Highly specialized medical textiles not only open up new possibilities, with regard to transplantation medicine. Things that have, for the most part, not yet progressed beyond the laboratory stage at textile research establishments in Dresden, Aachen and around Stuttgart, will, in just a few years, undoubtedly find their way into clinical practice. Examples here might be textile dressings with built-in sensors, new kinds of bronchial stent and portable artificial lungs with core elements made from textiles. Fiber-based innovations are of huge importance for an ageing generation – above all, in situations where clothing with smart-textile components can measure vital parameters and environmental influences and channel the data in the right direction. The ‘smart jacket’ from Zella is part of this trend as, indeed, are the gym mats with built-in sensors or the moisture-sensitive incontinence inserts for the bedlinen, from an Austrian start-up company, which aims to help improve the processes of care. 
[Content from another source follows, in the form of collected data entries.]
PR #5422, opened 2016-07-04
[Fixtures] Ability to reuse a fixture in the same suite

### LINKED ISSUE #5401: [FixturesBundle] Allow to use the same fixtures multiple times in one suite
It will allow for the following scenario:
 - add 5 random, enabled admin users
 - add 50 random, 90% enabled / 10% disabled regular users

```yaml
sylius_fixtures:
    suites:
        suite:
            fixtures:
                # Add 5 random, enabled admin users 
                - user:
                    random: 5
                    prototype:
                        admin: true
                        enabled: true

                # Add 50 random, 90% enabled / 10% disabled regular users
                - user:
                    random: 50
                    prototype:
                        admin: false
```

We need to replace configuration from `'fixtures' => ['user' => ...]` with `'fixtures' => [['user' => ...], ['user' => ...]]` and enhance suite factory.

pamil:
| Q               | A
| --------------- | ---
| Bug fix?        | no
| New feature?    | yes
| BC breaks?      | no
| Related tickets | fixes #5401
| License         | MIT

TODO:
 - [x] Document the new feature (#5434)

TODO after merge:
 - Create an issue about logging executed suites (they should show fixture aliases, not the actual fixture names)

### DIFF
--- a/src/Sylius/Bundle/CoreBundle/Resources/config/app/fixtures.yml
+++ b/src/Sylius/Bundle/CoreBundle/Resources/config/app/fixtures.yml
@@ -69,9 +69,14 @@ sylius_fixtures:
                     options:
                         random: 3
 
-                user:
+                regular_user:
+                    name: user
                     options:
                         random: 20
+
+                admin_user:
+                    name: user
+                    options:
                         custom:
                             -
                                 email: sylius@example.com
--- a/src/Sylius/Bundle/FixturesBundle/DependencyInjection/Configuration.php
+++ b/src/Sylius/Bundle/FixturesBundle/DependencyInjection/Configuration.php
@@ -46,6 +46,24 @@ final class Configuration implements ConfigurationInterface
                     ->prototype('array')
         ;
 
+        $suitesNode
+            ->validate()
+                ->ifArray()
+                ->then(function (array $value) {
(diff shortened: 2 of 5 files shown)


src/Sylius/Bundle/CoreBundle/Resources/config/app/fixtures.yml
```diff
@@ -69,9 +69,14 @@ sylius_fixtures:
                     options:
                         random: 3
 
-                user:
+                regular_user:
+                    name: user
```
pjedrzejewski: Maybe ``type`` or alias?

pamil: I come up with the following naming:
 - `regular_user` is an alias
 - `user` is a fixture name

It is based on `FixtureInterface::getName()` method (and similar to `ListenerInterface::getName()`).

I'm not sure for `type` too, as IMO it assumes that there is some closed list of available choices.

pjedrzejewski: Makes sense!

pjedrzejewski:
Thanks Kamil! 👍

Pic: Smart wound monitoring: textile-based mini-sensors report back on the healing process / Source: ITM / Technical University of Dresden

Permanent healing signals from the wound

To name but one product idea with potential based on some complex science: three research institutes – the Institute of Textile Machinery and High-Performance Materials Technology (ITM) and the Institute of Solid State Electronics (IFE) at the Technical University of Dresden, as well as the Textile Research Institute for Thuringia-Vogtland (TITV) in Greiz – have already developed miniaturized, textile-based sensors for the continuous monitoring of chronic wounds and demonstrated their efficacy. It is hoped that they will make it possible to record complex physiologically and chemically relevant factors.  
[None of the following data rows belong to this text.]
PR #5429, opened 2016-07-05
Only add steps that are active

dantleech:
| Q               | A
| --------------- | ---
| Bug fix?        | no
| New feature?    | no
| BC breaks?      | no/hope not
| Related tickets | 
| License         | MIT

Currently the `isActive` method of the `StepInterface` is not used.

We have a situation where we would like to "remove" a checkout step based on a certain condition.

I assume that this is what the `isActive()` method was intended for, it is here added to the `ProcessBuilder`.

### DIFF
--- a/src/Sylius/Bundle/FlowBundle/Process/Builder/ProcessBuilder.php
+++ b/src/Sylius/Bundle/FlowBundle/Process/Builder/ProcessBuilder.php
@@ -79,6 +79,10 @@ class ProcessBuilder implements ProcessBuilderInterface
             throw new \InvalidArgumentException('Step added via builder must implement "Sylius\Bundle\FlowBundle\Process\Step\StepInterface"');
         }
 
+        if (!$step->isActive()) {
+            return $this;
+        }
+
         if ($step instanceof ContainerAwareInterface) {
             $step->setContainer($this->container);
         }
--- a/src/Sylius/Bundle/FlowBundle/spec/Process/Builder/ProcessBuilderSpec.php
+++ b/src/Sylius/Bundle/FlowBundle/spec/Process/Builder/ProcessBuilderSpec.php
@@ -14,6 +14,9 @@ namespace spec\Sylius\Bundle\FlowBundle\Process\Builder;
 use PhpSpec\ObjectBehavior;
 use Sylius\Bundle\FlowBundle\Process\Builder\ProcessBuilderInterface;
 use Symfony\Component\DependencyInjection\ContainerInterface;
+use Sylius\Bundle\FlowBundle\Process\Step\StepInterface;
+use Sylius\Bundle\FlowBundle\Process\Scenario\ProcessScenarioInterface;
+use Prophecy\Argument;
 
 class ProcessBuilderSpec extends ObjectBehavior
 {
@@ -30,5 +33,28 @@ class ProcessBuilderSpec extends ObjectBehavior
     function it_is_process_builder()
     {
         $this->shouldImplement(ProcessBuilderInterface::class);
+    }
+
+    function it_should_not_add_inactive_steps(
+        StepInterface $step,
+        ProcessScenarioInterface $scenario
+    ) {
+        $this->build($scenario);
+        $step->isActive()->willReturn(false);
+        $step->setName(Argument::any())->shouldNotBeCalled();
+
+        $this->add('foobar', $step);
+    }
+
+    function it_should_add_active_steps(
+        StepInterface $step,
+        ProcessScenarioInterface $scenario
+    ) {
+        $step->getName()->willReturn(null);
+        $this->build($scenario);
+        $step->isActive()->willReturn(true);
+        $step->setName('foobar')->shouldBeCalled();
+
+        $this->add('foobar', $step);
     }
 }


src/Sylius/Bundle/FlowBundle/Process/Builder/ProcessBuilder.php
```diff
@@ -79,6 +79,10 @@ public function add($name, $step)
             throw new \InvalidArgumentException('Step added via builder must implement "Sylius\Bundle\FlowBundle\Process\Step\StepInterface"');
         }
 
+        if (false === $step->isActive()) {
```
Zales0123: ``if (!$step->isActive())``

src/Sylius/Bundle/FlowBundle/spec/Process/Builder/ProcessBuilderSpec.php
```diff
@@ -31,4 +34,27 @@ function it_is_process_builder()
     {
         $this->shouldImplement(ProcessBuilderInterface::class);
     }
+
+    function it_should_not_add_inactive_steps(
+        StepInterface $step,
+        ProcessScenarioInterface $scenario
+    )
+    {
```
Zales0123: CS

src/Sylius/Bundle/FlowBundle/spec/Process/Builder/ProcessBuilderSpec.php
```diff
@@ -31,4 +34,27 @@ function it_is_process_builder()
...
+        $this->build($scenario);
+        $step->isActive()->willReturn(false);
+        $step->setName(Argument::any())->shouldNotBeCalled();
+        $this->add('foobar', $step);
```
Zales0123: I would add blank line before, to improve readability (as well as in next spec).

src/Sylius/Bundle/FlowBundle/Process/Builder/ProcessBuilder.php
dantleech: Is it OK for `isActive()` to return an empty string, a zero or otherwise a non-boolean value?

Zales0123: Nope, ``isActive()`` returns only bool value.

pamil: `is*()` should always return `bool` value, if it isn't - that's the issue :)

Zales0123: If think, that now both ``isActive()`` implementations ([this](https://github.com/Sylius/Sylius/blob/f5d1b5f7fe845adfcc2fac485d6e19cd1708e03b/src/Sylius/Bundle/FlowBundle/Process/Step/AbstractStep.php#L59) and [this](https://github.com/Sylius/Sylius/blob/f5d1b5f7fe845adfcc2fac485d6e19cd1708e03b/src/Sylius/Bundle/FlowBundle/Process/Step/AbstractControllerStep.php#L60)) returns hardcoded ``true`` 😄

dantleech: I think should = must. If it is returning anything else then it is behaving badly. I really prefer the strict check.

dantleech: > If think, that now both isActive() implementations

Yes they do :) We just implemented a custom step which is conditional.

dantleech:
@pjedrzejewski what do you think? is this how you intended the `isActive()` method to be used?

src/Sylius/Bundle/FlowBundle/Process/Builder/ProcessBuilder.php
dantleech: Does the strict check make sense to you? Or am I just being a CS violator?

pamil: It's not a big deal here, we got a contract that `isActive()` returns `bool` so either `false === isActive()` or `!isActive()` are all right and we're just wasting our time on this discussion which depends on personal preferences.

IMO I'd go for `!isActive()` just for one reason - to make a distinction between functions returning mixed values (like `strpos()` - `bool|int`), where `!strpos()` will be `true` if `strpos() === 0 ` and those which are restricted to return `bool` only.

Zales0123: Well, for me as ``isActive()`` **must** return ``bool``, there is no need for strict check. If it returns something else (even if it can be casted to ``bool``, as empty string or ``0``) it is a problem of bad code implementation, however not here, but in ``isActive()`` method. But it's only my opinion, I'll be happy to read others minds ;)

pamil: Wow, that's quite a nice shitstorm over a bool comparison :tada: Any other programming language would not allow us to even think about it, but PHP is not one of them ❤️

dantleech: ok, in Symfony CMF we do `=== false` generally. It makes more sense to me as it means that we implicitly do not support the subject returning non-boolean falsy values. But I really don't feel strongly about it - and often use the negator myself, its just a matter of setting a precedent for future contributions :) Will change.

dantleech:
Updated.

pjedrzejewski:
Makes sense, thanks Dan!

As part of an initial research project, supported by sponsorship from the Federal German Ministry of Economic Affairs, embroidery techniques were used to create modular networks of sensors applied to textile and non-textile substrates. The modular networks were then connected up to create functional monitoring systems. Textile-based sensoric networks like this can be incorporated in dressings around wounds, so as to record real-time physiological parameters, providing objective data that might indicate any disruption to the healing process. Such continuous monitoring, say the researchers, also makes it possible to gain a better understanding of the relationship between the relevant parameters surrounding the wound. In a similar way, it should also be possible to record people’s vital parameters in leisure activities and sports, or to monitor the functioning of implants.
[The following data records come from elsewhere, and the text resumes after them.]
PR #5415, opened 2016-07-04
[Order][Checkout] Thx page

Arminek:
| Q               | A
| --------------- | ---
| Bug fix?        | yes
| New feature?    | no
| BC breaks?      | no
| License         | MIT

PR #5442, opened 2016-07-06
[Core][Payment] Populate gateway choices based on payum configuration

Zales0123:
| Q               | A
| --------------- | ---
| Bug fix?        | no
| New feature?    | no
| BC breaks?      | yes
| Related tickets | 
| License         | MIT

### DIFF
--- a/src/Sylius/Bundle/PayumBundle/DependencyInjection/SyliusPayumExtension.php
+++ b/src/Sylius/Bundle/PayumBundle/DependencyInjection/SyliusPayumExtension.php
@@ -14,6 +14,7 @@ namespace Sylius\Bundle\PayumBundle\DependencyInjection;
 use Sylius\Bundle\ResourceBundle\DependencyInjection\Extension\AbstractResourceExtension;
 use Symfony\Component\Config\FileLocator;
 use Symfony\Component\DependencyInjection\ContainerBuilder;
+use Symfony\Component\DependencyInjection\Extension\PrependExtensionInterface;
 use Symfony\Component\DependencyInjection\Loader\XmlFileLoader;
 
 /**
@@ -21,7 +22,7 @@ use Symfony\Component\DependencyInjection\Loader\XmlFileLoader;
  *
  * @author Maksim Kotlyar
  */
-class SyliusPayumExtension extends AbstractResourceExtension
+class SyliusPayumExtension extends AbstractResourceExtension implements PrependExtensionInterface
 {
     /**
      * {@inheritdoc}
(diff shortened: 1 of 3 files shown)


src/Sylius/Bundle/PaymentBundle/Form/Type/PaymentGatewayChoiceType.php
```diff
@@ -11,31 +11,27 @@
...
+    protected $gatewaysRegistry;
 
     /**
-     * Constructor.
-     *
-     * @param array $gateways
+     * @param RegistryInterface $gatewaysRegistry
      */
-    public function __construct(array $gateways)
+    public function __construct(RegistryInterface $gatewaysRegistry)
```
makasim: Would be better to use GatewayRegistryInterface https://github.com/Payum/Payum/blob/master/src/Payum/Core/Registry/GatewayRegistryInterface.php

makasim:
Pay attention  to not all payum gateway could be used out of the box, some of them may require a special converter action.

src/Sylius/Component/Payment/composer.json
```diff
@@ -23,7 +23,8 @@
         "php": "^5.6|^7.0",
 
         "sylius/registry": "^0.19",
-        "sylius/resource": "^0.19"
+        "sylius/resource": "^0.19",
+        "payum/payum": "~1.0",
```
makasim: payum/core would be enough

src/Sylius/Bundle/PaymentBundle/spec/Form/Type/PaymentGatewayChoiceTypeSpec.php
```diff
@@ -39,8 +39,8 @@ function it_is_a_form_type()
 
     function it_has_options(
         GatewayInterface $offlineGateway,
-        OptionsResolver $resolver,
-        RegistryInterface $gatewaysRegistry
+        GatewayRegistryInterface $gatewaysRegistry,
```
pamil: As it's the collaborator injected into constructor it should be the first one here.

makasim:
Not sure sylius payment component must have a dependency on payum/core. So maybe we can introduce a new form type, payum specific. one can use it if both sylius/payment and payum/core are installed. The sylius/sylius could use payum specific by default

It would be also better from BC  point of view.

@pjedrzejewski ping

pjedrzejewski:
Definitely should not depend on Payum/Core. So I'd introduce a gateway choice type, that is replaced/populated with appropriate choices in PayumBundle. Ideally, entire glue between Sylius and Payum is in SyliusPayumBundle. And it should not be that hard, because only problem now is in the new Pay / After Pay actions on OrderController in Core. See #5415. Moving that to PayumBundle down the road should not be a problem.

makasim:
Could be in help https://github.com/Payum/Payum/blob/master/src/Payum/Core/Bridge/Symfony/Form/Type/GatewayFactoriesChoiceType.php

Zales0123:
Ok, so finally we end up with something much simpler 😄  We remove gateways configuration from ``sylius_payment`` and prepend ``payum`` gateways with extension. Form type is left as it was, as well as parameter injected in it. @pjedrzejewski @makasim what say you? ;)

src/Sylius/Bundle/PayumBundle/DependencyInjection/SyliusPayumExtension.php
```diff
@@ -44,4 +45,23 @@ public function load(array $config, ContainerBuilder $container)
...
+    /**
+     * {@inheritdoc}
+     */
+    public function prepend(ContainerBuilder $container)
+    {
+        if (!$container->hasExtension('sylius_payment')) {
+            return;
+        }
+
+        $config = $container->getExtensionConfig('payum');
```
makasim: this is not really accurate since some gateways could be added via container tag, or even stored in database.

Zales0123: Sure they can. However this is just a prepend, gateways configuration can be easily overwritten in ``yml`` file, or in extension, or in any other possible way.

pjedrzejewski:
Thanks Mateusz! 👍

Pic: Artificial vessels made from textiles, stents manufactured with textile technologies and hernia meshes are some of the first medical products in the field. (Source: FEG Textiltechnik) Bionic principles reflected in textiles

The history of medical textiles reaches far back to the time of the Pharaohs. Woven bandages for wounds were as common as the use of linen for sutures. The industrial production of surgical cotton in Germany began in 1871; in 1882, Beiersdorf acquired a patent for sticking plaster. In the 50s of the last century, science began to make use of the fact that the human blueprint was not short of fibres: muscles, ligaments, blood vessels, skin and organs – all tissue.

I the early seventies, the student of textile technology, Heinrich Planck, was completing his examination thesis at the Institute of Textile Technology and Process Engineering (ITV) in Denkendorf near Stuttgart. In it, he reflected on the possibility of creating prosthetic blood vessels in polyester on a flat-bed knitting machine that were close to what nature had created. With his revolutionary idea of replicating bionic principles and the discoveries of physiology by traditional textile technologies Planck launched the entire research field that we now know as medical textiles.

Meanwhile, textile skin replacement “made in Denkendorf”, based on regenerative medicine, has provided relief for thousands of burn victims worldwide and are now set to revolutionize the treatment of chronic wounds as well.